Symblepharonschale nach Dr. Illig
Satz zu 10 Stück

Gr. 1

25 mm x 28 mm

Gr. 6

19 mm x 23 mm

Gr. 2

24 mm x 27 mm

Gr. 7

18 mm x 22 mm

Gr. 3

22 mm x 26 mm

Gr. 8

17 mm x 21 mm

Gr. 4

21 mm x 25 mm

Gr. 9

16 mm x 20 mm

Gr. 5

20 mm x 24 mm

Gr. 10

15 mm x 19 mm

Sondergrößen und Sonderformen von Conformern auf Anfrage lieferbar.

Es handelt sich bei Symblepharonschalen um dünne, durchsichtige Schalen, die neben einem großen, die Hornhaut freilassenden Loch zum Teil noch mehrere kleine Seitenlöcher besitzen.

Diese Schalen finden Verwendung bei der Behandlung frischer und alter Bindehautverbrennungen, -verätzungen, -verletzungen, um der Gefahr der Entstehung eines Symblepharon vorzubeugen.

Das große Hornhautloch gestattet ein ununterbrochenes, wochenlanges Tragen der Schale direkt auf dem Augapfel, ohne dass der Patient dadurch nennenswert belästigt ist.

Es ist möglich, trotz eingelegter Schale jederzeit die Binde- und Hornhaut zu behandeln.

Bei der Auswahl einer Schale ist tunlichst eine große Schale zu bevorzugen.

Die Schalen verhüten nicht nur die Entstehung eines Symblepharon, sie können auch nach Trennung eines bereits bestehenden Symblepharon verwendet werden.

Nach Einsetzen der Schale bleibt jeder Punkt der Hornhaut diagnostisch und therapeutisch zugänglich.

Ebenso bleibt die Lidbindehaut jeglicher Behandlung zugänglich.

In den Bindehautsack lassen sich flüssige, pulverförmige und salbenförmige Medikamente jederzeit einführen.

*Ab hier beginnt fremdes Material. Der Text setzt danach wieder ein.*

PR #500, opened 2022-11-18
Retry commit loading when pushed dates are missing

bluekeyes:
Back in 1d06dfa771, I removed retries for pushed date loading, preferring to always use a fallback API. This seemed to work better in most cases, but we're still seeing persistent but temporary failures loading pushed dates for certain merge commits.

Add retries for the whole process again, covering both the initial pull request API and the fallback commit APIs, in the hope that this gives enough time for GitHub to update the internal data.

### DIFF
--- a/pull/github.go
+++ b/pull/github.go
@@ -798,13 +798,47 @@ func (ghc *GitHubContext) loadPagedData() error {
 func (ghc *GitHubContext) loadCommits() ([]*Commit, error) {
 	log := zerolog.Ctx(ghc.ctx)
 
-	rawCommits, err := ghc.loadRawCommits()
-	if err != nil {
-		return nil, err
+	// GitHub's API is eventually consistent for commit pushed dates. We can
+	// sometimes get around this by using alternate APIs (see notes in
+	// loadCommitsOnce), but for some merge commits, that still fails. The only
+	// fix I know of in this case is to wait and try again.
+	//
+	// Retry with exponential backoff until it works or we hit the max total
+	// latency to avoid users thinking the bot got stuck or dropped an event.
+	const baseDelay = 1 * time.Second
+	const maxLatency = 20 * time.Second
+
+	start := time.Now()
+	for delay := baseDelay; true; delay *= 2 {
+		head, commits, err := ghc.loadCommitsOnce()
+		if err != nil {
+			return nil, err
+		}
+		if head.PushedAt != nil {
+			return commits, nil
+		}
+
+		if time.Since(start)+delay >= maxLatency {
+			break
+		}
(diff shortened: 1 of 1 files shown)


pull/github.go
```diff
@@ -798,13 +798,47 @@ func (ghc *GitHubContext) loadPagedData() error {
...
 
+	// GitHub's API is eventually consistent for commit pushed dates. We can
+	// sometimes get around this by using alternate APIs (see notes in
+	// loadCommitsOnce), but for some merge commits, that still fails. The only
+	// fix I know of in this case is to wait and try again.
+	//
+	// Retry with exponential backoff until it works or we hit the max total
+	// latency to avoid users thinking the bot got stuck or dropped an event.
+	const baseDelay = 1 * time.Second
+	const maxLatency = 20 * time.Second
```
bluekeyes, line 809: I think doing a time-bounded retry is a bit easier to think about than a retry count, but open to switching this to a more traditional N attempts where we manually compute the expected max latency.

pull/github.go
```diff
@@ -798,13 +798,47 @@ func (ghc *GitHubContext) loadPagedData() error {
...
+		log.Debug().Dur("delay", delay).Str("sha", ghc.pr.HeadRefOID).Msg("Head commit is missing pushed data, sleeping and trying again")
+		time.Sleep(delay)
+	}
+
+	return nil, &TemporaryError{
+		fmt.Sprintf("Commit %.10s does not have a pushed date. This is usually caused by delays in the GitHub API", ghc.pr.HeadRefOID),
+	}
+}
+
+func (ghc *GitHubContext) loadCommitsOnce() (head *Commit, commits []*Commit, err error) {
```
ashmeer7, line 833: I'll assume that this is only called one function above so we can have it do whatever.

pull/github.go
ashmeer7: Is there a way we can add loggging to make it clear that our worker thread is in a long sleep? If for whatever reason we've failed a few times in a row, its hard to know why its not doing anything from the logs.

pull/github.go
```diff
@@ -798,13 +798,47 @@ func (ghc *GitHubContext) loadPagedData() error {
...
+		}
+		if head.PushedAt != nil {
+			return commits, nil
+		}
+
+		if time.Since(start)+delay >= maxLatency {
+			break
+		}
+		log.Debug().Dur("delay", delay).Str("sha", ghc.pr.HeadRefOID).Msg("Head commit is missing pushed data, sleeping and trying again")
+		time.Sleep(delay)
```
ashmeer7, line 825: This message was going to be my suggestion for the above, so I think I'm happy.

ashmeer7 (approved):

Die kleinen Löcher geben die Möglichkeit, die Schale in gewissen Fällen durch Annähen zu fixieren.

Als gutes operationstechnisches Hilfsmittel haben sich die Schalen auch bei plastischen Operationen des Lides bewährt.

Außerdem können die Schalen nach Entfernen des Augapfels zur Behandlung der Bindehauthöhle zweckmäßig Verwendung finden; es kann zum Beispiel der Bindehautsack durch das Hornhautloch der Schalen hindurch tamponiert werden.

Bei der Herstellung der Schalen wird Wert darauf gelegt, dass sie eine vollkommen glatte, geschlossene Oberfläche bekommen.

(Vgl. Illig im Archiv für Augenheilkunde, 82. Band 1917, und Axenfeld: Augenärztliche
Operationslehre Graefe - Säemisch - Hess 1922, Seite 411 und folgende.)